PR #587, opened 2019-09-13
feat(single-handle-slider): Export Slider

jes708:
Export { Slider } and RangeSlider from pcln-slider

This PR mostly moves some files around for better organization, and exports Slider, which already existed prior to this PR but wasn't being exported.  This PR also updates docs to reflect the new Slider export.


bertya:
LGTM, just need to double-check our current release process that should we update version here or after merge

jes708:
> LGTM, just need to double-check our current release process that should we update version here or after merge

I think you may be right.  I will revert the versions, and take care of that on publish.

packages/slider/src/RangeSlider.js
```diff
@@ -0,0 +1,18 @@
+import React from 'react'
+import Range from './rc-slider/Range'
+import { space, color } from 'styled-system'
+import styleSlider from './styleSlider'
+
+const RangeSlider = styleSlider(Range)
+
+RangeSlider.defaultProps = {
+  allowCross: false,
+  color: 'blue'
```
James300: This should be `primary.base`

packages/slider/src/RangeSlider.js
```diff
@@ -0,0 +1,18 @@
...
+}
+
+RangeSlider.propTypes = {
+  ...space.propTypes,
+  ...color.propTypes
```
James300: I don't think we should be using `color` from styled-system anymore

packages/slider/src/RangeSlider.js
jes708: Can that be done in a follow-up PR? This version of pcln-slider does not require DS 2.3.1 yet.

packages/slider/src/RangeSlider.js
jes708: This version of pcln-slider does not require DS 2.3.1 yet, so it should be ok for now right?

packages/slider/src/RangeSlider.js
James300: Sounds good to me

● HOW TO COMPLETE THIS TASK
A single figure is required: the number of lines above in which the string "double" appears.

● ANSWER BOX
2